The most quotable moment comes when the host invokes The Diamond Age — a Neal Stephenson novel about matter compilers that pipe resources into homes. Fedus's response: "You're going from systems that aren't just writing essays, not just writing software, but to literally generating matter." He believes Periodic's work could accelerate physical development by an order of magnitude or two, and that the combination of atoms and bits will eventually feel as natural as software does today. "If our physical world could keep up at some fraction to our digital world, I think life will just feel dramatically different."
最值得引用的时刻是主持人提到了《钻石时代》——Neal Stephenson 的小说,讲的是物质编译器把资源输送到每家每户。Fedus 的回应:"你正在从那些不只是写文章、不只是写软件的系统,走向真正在生成物质的系统。"他相信 Periodic 的工作可能将物理世界的发展速度加速一两个数量级,bits 和 atoms 的结合最终会像今天的软件一样自然。"如果我们的物理世界能以数字世界几分之一的速度跟上,我认为生活会感觉完全不同。"
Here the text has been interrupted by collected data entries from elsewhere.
PR #6404, opened 2021-06-04
added cio headers

### LINKED ISSUE #6220: "SharedArrayBuffer will require cross-origin isolation" with the dev server
# 🐛 bug report

Using `SharedArrayBuffer` will require/already requires setting some headers on the server:

https://developer.chrome.com/blog/enabling-shared-array-buffer/

## 💁  Solution

We already set the "normal" CORS headers:
https://github.com/parcel-bundler/parcel/blob/a67a5f02a7a4f6fdf9e849847c1a7d86994bcd64/packages/reporters/dev-server/src/Server.js#L33-L41

The dev server should set the headers described on the linked Chrome page, probably these:
```
Cross-Origin-Embedder-Policy: require-corp
Cross-Origin-Opener-Policy: same-origin
Cross-Origin-Resource-Policy: same-origin
```

The question is whether we can just always set them or if this can cause problems

## 🌍 Your Environment

| Parcel           | v2

LironHazan:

One unexpected thread: Fedus predicts recursive self-improvement in AI software will happen relatively soon — within the domain of software engineering, the feedback loops are tight enough. But connecting AI to the physical world requires a fundamentally different kind of patience, and that's the gap Periodic is built to bridge.
一个意外的 thread:Fedus 预测 AI 软件的递归自我改进会相对较快发生——在软件工程领域,反馈循环足够紧密。但把 AI 和物理世界连接起来需要一种根本不同的耐心,而这正是 Periodic 存在要弥合的鸿沟。